I am 30 years old and have been investing Rs 1 lakh annually for the past three year in HDFC Prudence (Rs 50,000) and HDFC Balanced Fund (Rs 50,000). I want to know if I should continue with these funds or look for new funds. I would not like to have more than three funds at a time.
Having a small number of schemes in one’s mutual fund portfolio is always a good idea. It makes the portfolio more manageable and easier to track. I have a simple thumb rule in this regard—if someone taps you on the shoulder in a dinner party and asks you for your portfolio, you should be able to name the schemes without much trouble. However, just three schemes in a portfolio is probably a little less; you can still have a manageable portfolio with six or seven schemes in it and you will be able to cover all the important fund categories with that number.
Regarding your portfolio, you have been investing in two balanced funds from the same fund house for the past three years. You should keep one of these two funds in your portfolio. Between them, you can simply choose the one that has done better. If your current investment timeline is at least three years, you would do well by replacing the other balanced scheme with a large-cap scheme such as Franklin India Blue Chip Fund or ICICI Prudential Dynamic fund.
I am 25 years old and invest Rs 2,000 each in Birla Sun Life 95, HDFC Balanced and Reliance Regular Savings Balanced. Now I would like to invest another Rs 10,000 every month. Please suggest funds that can give good returns. I can take risk at this point of time.
You have done well to start investing in equity-oriented balanced funds.

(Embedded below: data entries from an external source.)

PR #1407, opened 2026-05-26
Reproducible build: fix MSVC build reproducibility

mgovers:
The MSVC build reproducibility failed recently (see e.g. https://github.com/PowerGridModel/power-grid-model/actions/runs/26438097171/job/77825539883)

The underlying reason seems to be related to a couple things related to the debug directories: (tested using `dumpbin /HEADERS <first> <second>` and also with a full check using `dumpbin /ALL <first> <second>`)

## Changes in this PR

* For the reproducibile build check, migrated from `RelWithDebInfo` to `Release` to get rid of more debug symbols
  * NOTE: THIS MAY CAUSE `CMakeUserPresets.json` TO BREAK FOR SOME DEVELOPERS
* set `/debug:None` to force `Debug Directories` to be reproducible (creates a `None` string instead)
* set `/NOCOFFGRPINFO` to remove the `COFFGRP` directory from the `Debug Directories`
* set `/LTCG` to disable the default fast linking code generation (which is not fully disabled by disabling incremental build)

### First
```
  Debug Directories

        Time Type        Size      RVA  Pointer
    -------- ------- -------- -------- --------
    E39168F9 cv            79 006D2934   6D1934    Format: RSDS, {9310574C-CE7A-FD1A-032B-721FC6B9EABA}, 1, D:\a\power-grid-model\power-grid-model\cpp_build\ci-msvc-reproducible\bin\power_grid_model_c.pdb
    E39168F9 feat          14 006D29B0   6D19B0    Counts: Pre-VC++ 11.00=0, C/C++=46, /GS=46, /sdl=0, guardN=37
    E39168F9 coffgrp      33C 006D29C4   6D19C4    4C544347 (LTCG)
    E39168F9 repro         24 006D2D00   6D1D00    4C 57 10 93 7A CE 1A FD 03 2B 72 1F C6 B9 EA BA 4A 7A A3 30 4A 32 40 08 69 87 BA 73 F9 68 91 E3
```

### Second
```
  Debug Directories

        Time Type        Size      RVA  Pointer
    -------- ------- -------- -------- --------
    63B9CD42 cv            79 006D2934   6D1934    Format: RSDS, {EFB674F5-E861-8C49-023F-F88F6283BE43}, 1, D:\a\power-grid-model\power-grid-model\cpp_build\ci-msvc-reproducible\bin\power_grid_model_c.pdb
[...]

PR #1416, opened 2026-06-01
Reproducible build: Address fail at action 665

nitbharambe:
Manual run: 
https://github.com/PowerGridModel/power-grid-model/actions/runs/26764227321
https://github.com/PowerGridModel/power-grid-model/actions/runs/26802385103

We added /LTCG in https://github.com/PowerGridModel/power-grid-model/pull/1407. This option replaces the default fast linking code generation. However LTCG itself is not deterministic. Searched around and maybe this option works to disable this optimization. Although i am still not sure if this makes the optimization deterministic enough or not. Hence we might bump into similar issues later. 

image

### DIFF
--- a/CMakePresets.json
+++ b/CMakePresets.json
@@ -267,6 +267,7 @@
       },
       "cacheVariables": {
         "PGM_ENABLE_DEV_BUILD": "OFF",
+        "CMAKE_INTERPROCEDURAL_OPTIMIZATION": "OFF",
         "CMAKE_SHARED_LINKER_FLAGS": "/debug:None /Brepro /INCREMENTAL:NO /NOCOFFGRPINFO"
       }
     },
--- a/CMakePresets.json
+++ b/CMakePresets.json
@@ -267,7 +267,7 @@
       },
       "cacheVariables": {
         "PGM_ENABLE_DEV_BUILD": "OFF",
-        "CMAKE_SHARED_LINKER_FLAGS": "/debug:None /Brepro /INCREMENTAL:NO /LTCG /NOCOFFGRPINFO"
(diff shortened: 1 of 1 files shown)


figueroa1395:
Your previous run was successful. Running manually again at https://github.com/PowerGridModel/power-grid-model/actions/runs/26802385103 for an additional try. If it passes the second time, let's merge it and address again later if needed.

CMakePresets.json
```diff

For a new investor, such funds provide the opportunity for an exposure to the equity market with relatively less risk compared with all-equity funds.

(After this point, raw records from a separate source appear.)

Issue #1418, opened 2026-06-02
[FEATURE] Allow branch into itself


mgovers:
### Describe the feature request

Occasionally, there may be branches that have both (for branch3: multiple) ends connecting to the same node. While it may be caused by a data error, it is actually physically OK (the branch will act similarly to a branch that's disconnected on one side). Therefore, there is no reason to actually reject this as a data error.

This will be relevant for implementation of #35, because it means that multiple user nodes will be combined into one super node. Since it is OK to connect any two separate user nodes with branches, merging nodes on links without supporting branches into itself would actually result in a regression.

### Community Meeting

- [ ] I wish to discuss this feature in the bi-monthly PGM community meeting. Please join the [PGM community meeting](https://zoom-lfx.platform.linuxfoundation.org/meeting/91445523235?password=e565df23-7c6d-4d67-94e6-f5774cfd4745).

PR #1419, opened 2026-06-02
Branch into itself: core implementation

mgovers:
Part of #1418 

Contributes towards #35 

NOTE: this only affects the core. No validation cases are added in this PR. While it is of course possible that there are bugs introduced that will be caught by such validation cases, since both the docs and the data validator at this point in time still reject branches into itself, the behavior is still unspecified (subcategory of undefined behavior) and, therefore, such a bug should not be considered to affect users, because it is the user's responsibility to not invoke undefined behavior.


power_grid_model_c/power_grid_model/include/power_grid_model/topology.hpp
```diff
@@ -202,12 +203,12 @@ class Topology {
             auto const [i, j] = branch_node_idx;
             auto const [i_status, j_status] = branch_connected;
             // node_i - node_j
-            if (i_status != 0 && j_status != 0) {
+            if (i_status != 0 && j_status != 0 && i != j) {
```
figueroa1395, line 206: This was the only issue? That we were explicitly creating the edge for the self connecting branch?

tests/cpp_unit_tests/test_link.cpp
```diff
@@ -52,7 +52,7 @@ TEST_CASE("Test link") {
 
     SUBCASE("Invalid branch") {
```
figueroa1395: Change subcase name?

tests/cpp_unit_tests/test_y_bus.cpp
```diff
@@ -41,28 +41,31 @@ TEST_CASE("Test y bus") {
...
+    //   --- 0 ---            |   \--- 6 ----/
+    //                        X
     MathModelTopology topo{};
     MathModelParam<symmetric_t> param_sym;
     topo.phase_shift.resize(4, 0.0);
     topo.branch_bus_idx = {
         {1, 0}, // branch 0 from node 1 to 0
         {1, 2}, // branch 1 from node 1 to 2
         {2, 3}, // branch 2 from node 2 to 3
+        {2, 2}, // branch 6 from node 2 to 2 (loop into itself)
```
figueroa1395: The ASCII drawing shows 6 as a different branch. You have branches 3 and 6 mixed up.

tests/cpp_unit_tests/test_y_bus.cpp
```diff
@@ -75,29 +78,31 @@ TEST_CASE("Test y bus") {
...
+        19.0 + 2.0i,          // 1, 0 -> {0, 1}tf + {1, 0}ft
+        20.0 + 1.0i + 5.0,    // 1, 1 -> {0, 1}tt + {1, 0}ff + {1,2}ff
+        6.0,                  // 1, 2 -> {1,2}ft
+        7.0,                  // 2, 1 -> {1,2}tf
+        8.0 + (21.0i + 22.0i + 22.0i + 21.0i) + 9.0i + 16.0 + 1000.0i,
+        // 2, 2 -> {1,2}tt + ({3,3}ff + {3,3}ft + {3,3}{tf} + {3,3}tt)
+        //            + {2,3}ff + {3, 2}tt + {2,-1}ff
+        10.0i + 15.0,         // 2, 3 -> {2,3}ft + {3,2}tf
+        11.0i + 14.0,         // 3, 2 -> {2,3}tf + {3,2}ft
+        12.0i + 13.0 + 200.0i // 3, 3 -> {2,3}tt + {3,2}ff + shunt(1)
```
figueroa1395: I'm very confused at this. Was it wrong before? It seems like you made the comments the actual values and that the comments before didn't align with the values.

tests/cpp_unit_tests/test_y_bus.cpp
```diff
@@ -220,26 +226,47 @@ TEST_CASE("Test y bus") {
...
+
+        CHECK(ybus.size() == 1);
+        CHECK(ybus.nnz() == nnz);
+        CHECK(indptr == ybus.row_indptr());
+        CHECK(col_indices == ybus.col_indices());
+        CHECK(bus_entry == ybus.bus_entry());
+        CHECK(lu_transpose_entry == ybus.lu_transpose_entry());
+        CHECK(y_bus_entry_indptr == ybus.y_bus_entry_indptr());
+    }
+    SUBCASE("Branch into itself") {
```
figueroa1395, line 262: Can you add a 3-bus test that is cyclic and that has one additional branch into itself on one of the buses, or even two? This to make sure that we didn't miss anything in the y-bus logic since it's very complex.

tests/cpp_unit_tests/test_topology.cpp
```diff
@@ -32,30 +32,43 @@
...
+ *   /                  \        v          /    $0                           (b2)                        (b1)
+ *  [0:s0,lg0]         (b0)-$2- [2+v0+v2]  /      \                            |                           |
+ *   +p0+p11            /    +p15         X       (b3)                         $0                          $0
+ *    \                $1                /         \  \                        X                           |
+ *     \          +p16/                 /           $1 $2                      [10]                        [11:lg1+p6]
+ *      1 -->+p2+p10 [3+v3:s3X,h0] -- 2              \  \
+ *                    |         |                     [12]
+ *                    |         |                                                                 /--$0--\
+ *                    \----8----/                                   [9:s2X+p3,h2]          [13:s3]---$1---(b4)
+ *                                                                                                \--$2--/
```
figueroa1395, line 50: The drawing is a bit hard to understand, but why the addition of the disconnected grid [9]?

tests/cpp_unit_tests/test_topology.cpp
```diff
@@ -192,25 +209,32 @@ TEST_CASE("Test topology") {
         {.group = 0, .pos = 0},
         {.group = 0, .pos = 4},
         // 4 5 6
-        {.group = 1, .pos = 2}, // Topological node 4 has become node 2 in mathematical model (group) 1
-        {.group = 1, .pos = 3},
+        {.group = 1, .pos = 4}, // Topological node 4 has become node 2 in mathematical model (group) 1
```
figueroa1395: Adjust the comment as it is no longer valid. Perhaps the same happens in other below.

tests/cpp_unit_tests/test_topology.cpp
```diff
@@ -32,30 +32,43 @@
...
+ *   /                  v         v            \                                        v   v
+ *  [4:s0,lg1]          [3] <-7- [0+v0+v1]      5                                        [1]
+ *   +pf0+pf1           ^     +pf4               v                                        ^
+ *    \                6                         [3]                                      2
+ *     \          +pf3/                           ^ ^                                     X
+ *      1 ->+pt1+pt2 [1+v2:h0] -- 2 --X            6 7
+ *                    |     |                       \ \
+ *                    |     |                        [2]
+ *                    \--4--/
+ *
```
figueroa1395, line 67: I find it interesting how after adding (b3) and [12] in the topology, the math model is labeled like this for group 1. Is this expected? I would have expected [5] to remain [2] not [12] to become 2, or is this normal because of the special handling for transformer ranking?

figueroa1395 (commented):
I'm almost done, but checking out the topology tests is not an easy task. I will finish tomorrow with the last part, but so far, so good.

In addition, I will also dig into the SE to double check again if nothing breaks there.

tests/cpp_unit_tests/test_y_bus.cpp
mgovers: the order changed... but indeed there are some comments that did not align

tests/cpp_unit_tests/test_y_bus.cpp
mgovers: whoops... so many potential points of error. good catch

power_grid_model_c/power_grid_model/include/power_grid_model/topology.hpp
mgovers: yes exactly

tests/cpp_unit_tests/test_topology.cpp
mgovers: because this topology case catches all possibilities, including a disconnected grid with disconnected source (which should be excluded from all calculations; no math solver should be created). Note that it was also there in the original, but the location was a bit awkward so i had to move it

tests/cpp_unit_tests/test_topology.cpp
mgovers: transformer ranking has nothing to do with this - it's restricted to transformer powerflow. The reason why the ranking changes is just "coincidental" (in the sense that it's an implementation detail of the boost DFS algorithm)

That said: good catch, we should check how the transformer ranking algorithm handles this.

mgovers: i suspect that stack popping may have to do with it

tests/cpp_unit_tests/test_topology.cpp
figueroa1395: I didn't notice it in the original, my bad. Thanks!

tests/cpp_unit_tests/test_topology.cpp
figueroa1395: If it's boost's DFS internals, that's fine, and it makes sense. Let's not spend too much time on it, but just wanted to point it out.

tests/cpp_unit_tests/test_topology.cpp
```diff
@@ -32,30 +32,43 @@
...
+ *                                      Math model #2:
+ *                                                       /--0-->
+ *                                                 [1:s0]---1-->[0]
+ *                                                       \--2-->
  *
  * Extra fill-in:
```
figueroa1395, line 73: This is very cumbersome, but we should also check if the fill ins need to be updated. Or are these unrelated to the above?

tests/cpp_unit_tests/test_y_bus.cpp
```diff
@@ -41,28 +41,31 @@ TEST_CASE("Test y bus") {
...
         {1, 0}, // branch 0 from node 1 to 0
         {1, 2}, // branch 1 from node 1 to 2
         {2, 3}, // branch 2 from node 2 to 3
-        {3, 2}, // branch 3 from node 3 to 2
-        {0, 1}, // branch 4 from node 0 to 1
-        {2, -1} // branch 5 from node 2 to "not connected"
+        {2, 2}, // branch 3 from node 2 to 2 (loop into itself)
+        {3, 2}, // branch 4 from node 3 to 2
+        {0, 1}, // branch 5 from node 0 to 1
+        {2, -1} // branch 6 from node 2 to "not connected"
```
figueroa1395: According to the drawing:
```suggestion
        {3, 2}, // branch 6 from node 3 to 2
        {0, 1}, // branch 4 from node 0 to 1
        {2, -1} // branch 5 from node 2 to "not connected"
```

tests/cpp_unit_tests/test_y_bus.cpp
figueroa1395: I see now what happened, some numbers changed for example from
```
17.0 + 104.0i
```
to
```
4.0i + 17.0 + 100.0i
```
which is the same. Now, the second was in the comments and now it's self documented in code. Understood!

tests/unit/test_error_handling.py
```diff
@@ -118,8 +117,7 @@ def test_handle_invalid_branch_error():
     line_input[AT.from_node] = [0]
     line_input[AT.to_node] = [0]
 
-    with pytest.raises(InvalidBranch):
-        PowerGridModel(input_data={CT.node: node_input, CT.line: line_input})
+    PowerGridModel(input_data={CT.node: node_input, CT.line: line_input})
```
figueroa1395, line 121: Can you also modify the test names? As they are no longer "invalid". Same below.

figueroa1395 (commented):
> since both the docs and the data validator at this point in time still reject branches into itself, the behavior is still unspecified (subcategory of undefined behavior) and, therefore, such a bug should not be considered to affect users, because it is the user's responsibility to not invoke undefined behavior.

I agree, but lets make sure we all agree on this so we don't have to circle back later. We also may want to send a deprecation notice via the mailing list/community meeting or similar.

On the other hand, I scanned again NRSE and I didn't see any problem thus far. There isn't any explicit check against having self connecting branches + the math seems to hold as long as the ybus entries are fine, which seems to be the case as well.

Finally, I noticed that we may have an issue with observability, as I don't think it will recognize "flow" sensors on a self connecting branch since this will only appear in the y-bus diagonal, whereas the check looks for the upper diagonal parts. This needs to be further checked, but something to keep and potentially tackle in a follow up.

src/power_grid_model/errors.py
```diff
@@ -16,8 +16,6 @@
     IDNotFound,
     IDWrongType,
     InvalidArguments,
-    InvalidBranch,
-    InvalidBranch3,
```
figueroa1395, line 20: I've tried making this comment several times from the VS code extension and it's been rejected thus far for whatever reason. So let me make it here as a standalone one:

I don't think we should remove these from here as we might break users if they are using these errors in a custom way in their pipeline. I think the deprecation warning should be enough for now. What do you think?

tests/cpp_unit_tests/test_y_bus.cpp
mgovers: done

tests/cpp_unit_tests/test_topology.cpp
mgovers: fill-ins will never be updated by this feature because they are introduces by off-diagonal entries, which are non-existent for branches into itself

src/power_grid_model/errors.py
mgovers: good one, i originally added the deprecation warning for exactly that reason but forgot in the chaos this morning. good catch

power_grid_model_c/power_grid_model/include/power_grid_model/common/three_phase_tensor.hpp
```diff
@@ -187,6 +187,16 @@ inline ComplexValue<asymmetric_t> piecewise_complex_value(T<Derived> const& x) {
...
+// basic operations
+using Eigen::arg;
+using Eigen::conj;
+using Eigen::imag;
+using Eigen::real;
+using std::arg;
+using std::conj;
+using std::imag;
+using std::real;
+
```
figueroa1395, line 199: Why is this needed here now?

mgovers: recent version of clangd/clang-tidy was complaining. felt too simple to explicitly scope out into a separate PR

tests/cpp_unit_tests/test_observability.cpp
```diff
@@ -57,23 +57,23 @@ TEST_CASE("Observable voltage sensor - basic integration test") {
...
-    topo.power_sensors_per_shunt = {from_sparse, {0}};
-    topo.power_sensors_per_branch_from = {from_sparse, {0, 1, 2}};
-    topo.power_sensors_per_branch_to = {from_sparse, {0, 0, 0}};
-    topo.current_sensors_per_branch_from = {from_sparse, {0, 0, 0}};
-    topo.current_sensors_per_branch_to = {from_sparse, {0, 0, 0}};
-    topo.voltage_sensors_per_bus = {from_sparse, {0, 1, 1, 1}};
+    topo.branch_bus_idx = {{0, 1}, {1, 2}, {1, 1}};
+    topo.sources_per_bus = {from_dense, {0}, 3};
+    topo.shunts_per_bus = {from_dense, {}, 3};
+    topo.load_gens_per_bus = {from_dense, {}, 3};
```
figueroa1395, line 63: This example is "trivial" in the sense that we have no `loadgens` so we get "free" zero-injections sensors at each node. Does it even make sense to try to come up with an example in which we have loads on all nodes and the sensor on the self-loop branch MUST be used to achieve observability? I haven't been able to and I'm wondering if we should even try.

mgovers: added a separate case

tests/cpp_unit_tests/test_topology.cpp
```diff
@@ -32,30 +32,43 @@
...
  *      0 ----->+p13 [1+v1:lg3+p7]             /     /                     \        /                  \        /
- *     /          +p14\            5 ---X--- [4] <- 6                       $2     $1                   $1     $2
- *    /                $0         /          ^                               \    /                      \    /
- *   /                  \        v          /                                 (b2)                        (b1)
- *  [0:s0,lg0]         (b0)-$2- [2+v0+v2]  /                                   |                           |
- *   +p0+p11            /    +p15         X                                    $0                          $0
- *    \                $1                /         [9:s2X+p3,h2]               X                           |
- *     \          +p16/                 /                                     [10]                        [11:lg1+p6]
- *      1 -->+p2+p10 [3+v3:s3X,h0] -- 2
+ *     /          +p14\            5 ---X--- [4] <- 6                      $2     $1                   $1     $2
```
nitbharambe, line 39: Lets do away with ASCII art soon. This has reached the point of being unreadable and unmaintainable.
Ideas welcome.

Option 1:
PGM-DS can save visualization topology but not individual data. If the data of arrays are stored as well then maybe we can save all.
This way would need a small script to create PGM array and save its outcome.

Option 2:
We formalize https://github.com/PowerGridModel/power-grid-model-io/pull/393 with some changes. Store that somewhere within the project. 
Then a small script to create grid and save outcome.

Option 3:
Small independent and minimal script to generate pdf or ascii art again

figueroa1395: I highly support these. Let's scope it out though and brainstorm about it!

mgovers: unfortunately, this is a little bit more tricky on the level of unit tests than it is for validation cases

tests/cpp_unit_tests/test_observability.cpp
mgovers: extended with multiple other tests

tests/cpp_unit_tests/test_tap_position_optimizer.cpp
```diff
@@ -744,6 +744,47 @@ TEST_CASE("Test Transformer ranking") {
                                "source side:\n  Transformer IDs: 10");
         }
     }
+
+    SUBCASE("Transformer into itself") {
+        // Test that a transformer with an edge to itself is handled correctly
+        // ========Test Grid========
+        //      [source 0]
+        //          |
+        //     [trafo 10] (WRONG: has an edge to itself)
```
figueroa1395: What do you mean by this?

tests/cpp_unit_tests/test_tap_position_optimizer.cpp
```diff
@@ -744,6 +744,47 @@ TEST_CASE("Test Transformer ranking") {
...
+        //          |
+        //      [node 2]
+
+        TestState state;
+        std::vector<NodeInput> const nodes{
+            {.id = 0, .u_rated = 150e3}, {.id = 1, .u_rated = 10e3}, {.id = 2, .u_rated = 10e3}};
+        main_core::add_component<Node>(state.components, nodes, 50.0);
+
+        std::vector<TransformerInput> const transformers{get_transformer(10, 0, 1, BranchSide::from)
+                                                         // Transformer with an edge to itself (wrong)
```
figueroa1395: I also don't get it here, this isn't a trafo into itself, but 11 is. what are you trying to say here?

tests/cpp_unit_tests/test_tap_position_optimizer.cpp
mgovers: ugh remnant of copy/pasting. good catch
```suggestion
        //     [trafo 10]
```

tests/cpp_unit_tests/test_tap_position_optimizer.cpp
mgovers: also fixed

figueroa1395 (approved):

It also allows investors to evaluate their risk tolerance and see if investing in equity market with its attendant volatility is something that suits them. It appears that in this case, you have done both—started investing in them and recognized that you can indeed accept the risks involved in equity market investing.
Hence, for the money you are planning to put into your portfolio, you can consider diversified equity funds with strong track record. You can add four funds—two large-cap funds for Rs 2,500 each, a small/mid-cap fund for Rs 2,500 and the remaining in a multi-cap fund. DSP BlackRock Top 100 and ICICI Prudential Bluechip could be the large-cap funds, IDFC Premier Equity can be the mid-cap fund, and HDFC Equity can be the multi-cap fund in your portfolio.